What to produce.
Would you retype the whole listing exactly?

Record set.
PR #665, opened 2020-10-05
More precise memory performance test.

fidergo-stephane-gourichon:
On mem_speed, confirm parameters on terminal output.
Show speeds in bytes per second.

Rationale:
    
* Forcing megabytes per second for everyone does not make sense and clamps less-than-1MB/s to zero.
* Showing bytes per second allows to distinguish between low performance and a performance measurement bug.
* Anyway previous code claims speeds were in MiB/s, they were not, actually MB/s.

### DIFF
--- a/litex/soc/software/libbase/memtest.c
+++ b/litex/soc/software/libbase/memtest.c
@@ -185,7 +185,7 @@ void memspeed(unsigned int *addr, unsigned long size, bool read_only)
 	__attribute__((unused)) unsigned long data;
 	const unsigned int sz = sizeof(unsigned long);
 
-	printf("Memspeed at 0x%p...\n", addr);
+	printf("Memspeed at 0x%p size 0x%x (%u read or write operations), read_only? %s...\n", addr, size, (size/sz), read_only?"true":"false");
 
 	/* init timer */
 	timer0_en_write(0);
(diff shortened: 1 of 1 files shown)


enjoy-digital:
Thanks, this has been merged, but i reverted some changes: https://github.com/enjoy-digital/litex/commit/0a80e4c3d6d368c7cf39c84e3734416b0a1e414b and added a function to show the speed with the appropriate unity with https://github.com/enjoy-digital/litex/commit/4f30a5b8e5804ba7ac45f3a7de9358f50bedb93e.

fidergo-stephane-gourichon:
> Thanks, this has been merged, but i reverted some changes: [0a80e4c](https://github.com/enjoy-digital/litex/commit/0a80e4c3d6d368c7cf39c84e3734416b0a1e414b) and added a function to show the speed with the appropriate unity with [4f30a5b](https://github.com/enjoy-digital/litex/commit/4f30a5b8e5804ba7ac45f3a7de9358f50bedb93e).

Thanks for the merge. Showing speed with units is indeed more readable whatever the performance level.

Regarding removing part of the added log for the test, the read-only vs read-write variant is available if the test succeeded, not if the thing crashed. The length of the test is not logged at all and can be a hint for a reason of a crash, hence I added it.

Thanks for all the hard work done before, happy to contribute.

enjoy-digital:
Thanks for the feedback, i just added back the test size with https://github.com/enjoy-digital/litex/commit/b904aa7d1815d20a7798eed83e6b2f72c6c03148. I'll try to add the read-only/write-only information in the next days.

PR #666, opened 2020-10-05
bios: add command returning card-detect pin status

gsomlo:
low priority, I just wanted to convince myself that this pin works in bare-metal, and figured now that I created the bios command, might as well share it. Feel free to ignore if it comes off as more "spammy" than useful :)


enjoy-digital:
Thanks @gsomlo, this can be useful yes.

PR #674, opened 2020-10-13
build/radiant: Allow synthesis with Yosys

daveshah1:
This for testing YosysHQ/yosys#2397 

It's a bit of a fudge because it doesn't actually skip Radiant's synthesis - to do that would require use of the map, par, trce, bitgen commands individually without using Tcl. I can change to that approach if it is preferred, but probably for Linux only.


enjoy-digital:
Thanks @daveshah1, the approach is fine for now. We'll improve it as Yosys/LiteX's Radiant support improves.

PR #677, opened 2020-10-16
Add initial interrupt support for Microwatt in LiteX

madscientist159:
There is a conflict between the LiteX way of doing things and the POWER
way of handling interrupt tables.  LiteX expects to be able to put a ROM
at address 0 and load an application into RAM at a higher address; POWER
is architected to jump to exception handlers at 0x100...0x1000.

As a result of this, we have taken the approach of placing generic exception
handler entry / exit routines into ROM, and reserving a single pointer in
SRAM to determine the C ISR handler location.  If no application is loaded,
this pointer is set to the BIOS ROM ISR.  When an application loads, before
reenabling interrupts, it needs to set __rom_isr_address to the address of
the application's ISR, otherwise the BIOS ROM ISR will continue to be used.

Tested to operate with the built-in UART in IRQ mode, both in BIOS and in
loaded RAM application.

### DIFF
--- a/litex/soc/cores/cpu/microwatt/core.py
+++ b/litex/soc/cores/cpu/microwatt/core.py
@@ -3,6 +3,7 @@
 #
 # Copyright (c) 2019 Florent Kermarrec <florent@enjoy-digital.fr>
 # Copyright (c) 2019 Benjamin Herrenschmidt <benh@ozlabs.org>
+# Copyright (c) 2020 Raptor Engineering <sales@raptorengineering.com>
 # SPDX-License-Identifier: BSD-2-Clause
 
 import os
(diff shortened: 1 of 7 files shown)


enjoy-digital:
@madscientist159: Thanks a lot! This is merged.

enjoy-digital:
@madscientist159: it seems i'll need to update microwatt submodule (https://github.com/enjoy-digital/litex/blob/master/litex_setup.py#L55) can you provide the git sha1 you've been using to validate this work?

madscientist159:
@enjoy-digital I can put a pull request together with the internal patches we are carrying on Microwatt; will work on that over the weekend.  Thanks for the merge of the IRQ support!

madscientist159:
@enjoy-digital Sorry it took so long to get back to this...I looked in our repos and there were no significant changes to the Microwatt HDL, just a couple of parameter tweaks to get it to fit better on our development hardware..  '''f9807b''' should work just fine with the new IRQ support.

enjoy-digital:
Thanks @madscientist159, with https://github.com/enjoy-digital/litex/commit/b3a42d76cef429041a077dd9e9b57554e7763a0c i added `irq` variants (until we can make it the default) but i still have issue with the IRQ version and `f9807b`. I just created https://github.com/enjoy-digital/litex/issues/693 to discuss this, can you help me figuring out the integration issues?

PR #678, opened 2020-10-20
DFUProg now checks and propagate return codes of called executables...

fidergo-stephane-gourichon:
…so that failure gets noticed.

And adjust some caller scripts that happen to be in same repo.

### DIFF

Written solution.
PR #665, opened 2020-10-05
More precise memory performance test.

fidergo-stephane-gourichon:
On mem_speed, confirm parameters on terminal output.
Show speeds in bytes per second.

Rationale:
    
* Forcing megabytes per second for everyone does not make sense and clamps less-than-1MB/s to zero.
* Showing bytes per second allows to distinguish between low performance and a performance measurement bug.
* Anyway previous code claims speeds were in MiB/s, they were not, actually MB/s.

### DIFF
--- a/litex/soc/software/libbase/memtest.c
+++ b/litex/soc/software/libbase/memtest.c
@@ -185,7 +185,7 @@ void memspeed(unsigned int *addr, unsigned long size, bool read_only)
 	__attribute__((unused)) unsigned long data;
 	const unsigned int sz = sizeof(unsigned long);
 
-	printf("Memspeed at 0x%p...\n", addr);
+	printf("Memspeed at 0x%p size 0x%x (%u read or write operations), read_only? %s...\n", addr, size, (size/sz), read_only?"true":"false");
 
 	/* init timer */
 	timer0_en_write(0);
(diff shortened: 1 of 1 files shown)


enjoy-digital:
Thanks, this has been merged, but i reverted some changes: https://github.com/enjoy-digital/litex/commit/0a80e4c3d6d368c7cf39c84e3734416b0a1e414b and added a function to show the speed with the appropriate unity with https://github.com/enjoy-digital/litex/commit/4f30a5b8e5804ba7ac45f3a7de9358f50bedb93e.

fidergo-stephane-gourichon:
> Thanks, this has been merged, but i reverted some changes: [0a80e4c](https://github.com/enjoy-digital/litex/commit/0a80e4c3d6d368c7cf39c84e3734416b0a1e414b) and added a function to show the speed with the appropriate unity with [4f30a5b](https://github.com/enjoy-digital/litex/commit/4f30a5b8e5804ba7ac45f3a7de9358f50bedb93e).

Thanks for the merge. Showing speed with units is indeed more readable whatever the performance level.

Regarding removing part of the added log for the test, the read-only vs read-write variant is available if the test succeeded, not if the thing crashed. The length of the test is not logged at all and can be a hint for a reason of a crash, hence I added it.

Thanks for all the hard work done before, happy to contribute.

enjoy-digital:
Thanks for the feedback, i just added back the test size with https://github.com/enjoy-digital/litex/commit/b904aa7d1815d20a7798eed83e6b2f72c6c03148. I'll try to add the read-only/write-only information in the next days.

PR #666, opened 2020-10-05
bios: add command returning card-detect pin status

gsomlo:
low priority, I just wanted to convince myself that this pin works in bare-metal, and figured now that I created the bios command, might as well share it. Feel free to ignore if it comes off as more "spammy" than useful :)


enjoy-digital:
Thanks @gsomlo, this can be useful yes.

PR #674, opened 2020-10-13
build/radiant: Allow synthesis with Yosys

daveshah1:
This for testing YosysHQ/yosys#2397 

It's a bit of a fudge because it doesn't actually skip Radiant's synthesis - to do that would require use of the map, par, trce, bitgen commands individually without using Tcl. I can change to that approach if it is preferred, but probably for Linux only.


enjoy-digital:
Thanks @daveshah1, the approach is fine for now. We'll improve it as Yosys/LiteX's Radiant support improves.

PR #677, opened 2020-10-16
Add initial interrupt support for Microwatt in LiteX

madscientist159:
There is a conflict between the LiteX way of doing things and the POWER
way of handling interrupt tables.  LiteX expects to be able to put a ROM
at address 0 and load an application into RAM at a higher address; POWER
is architected to jump to exception handlers at 0x100...0x1000.

As a result of this, we have taken the approach of placing generic exception
handler entry / exit routines into ROM, and reserving a single pointer in
SRAM to determine the C ISR handler location.  If no application is loaded,
this pointer is set to the BIOS ROM ISR.  When an application loads, before
reenabling interrupts, it needs to set __rom_isr_address to the address of
the application's ISR, otherwise the BIOS ROM ISR will continue to be used.

Tested to operate with the built-in UART in IRQ mode, both in BIOS and in
loaded RAM application.

### DIFF
--- a/litex/soc/cores/cpu/microwatt/core.py
+++ b/litex/soc/cores/cpu/microwatt/core.py
@@ -3,6 +3,7 @@
 #
 # Copyright (c) 2019 Florent Kermarrec <florent@enjoy-digital.fr>
 # Copyright (c) 2019 Benjamin Herrenschmidt <benh@ozlabs.org>
+# Copyright (c) 2020 Raptor Engineering <sales@raptorengineering.com>
 # SPDX-License-Identifier: BSD-2-Clause
 
 import os
(diff shortened: 1 of 7 files shown)


enjoy-digital:
@madscientist159: Thanks a lot! This is merged.

enjoy-digital:
@madscientist159: it seems i'll need to update microwatt submodule (https://github.com/enjoy-digital/litex/blob/master/litex_setup.py#L55) can you provide the git sha1 you've been using to validate this work?

madscientist159:
@enjoy-digital I can put a pull request together with the internal patches we are carrying on Microwatt; will work on that over the weekend.  Thanks for the merge of the IRQ support!

madscientist159:
@enjoy-digital Sorry it took so long to get back to this...I looked in our repos and there were no significant changes to the Microwatt HDL, just a couple of parameter tweaks to get it to fit better on our development hardware..  '''f9807b''' should work just fine with the new IRQ support.

enjoy-digital:
Thanks @madscientist159, with https://github.com/enjoy-digital/litex/commit/b3a42d76cef429041a077dd9e9b57554e7763a0c i added `irq` variants (until we can make it the default) but i still have issue with the IRQ version and `f9807b`. I just created https://github.com/enjoy-digital/litex/issues/693 to discuss this, can you help me figuring out the integration issues?

PR #678, opened 2020-10-20
DFUProg now checks and propagate return codes of called executables...

fidergo-stephane-gourichon:
…so that failure gets noticed.

And adjust some caller scripts that happen to be in same repo.

### DIFF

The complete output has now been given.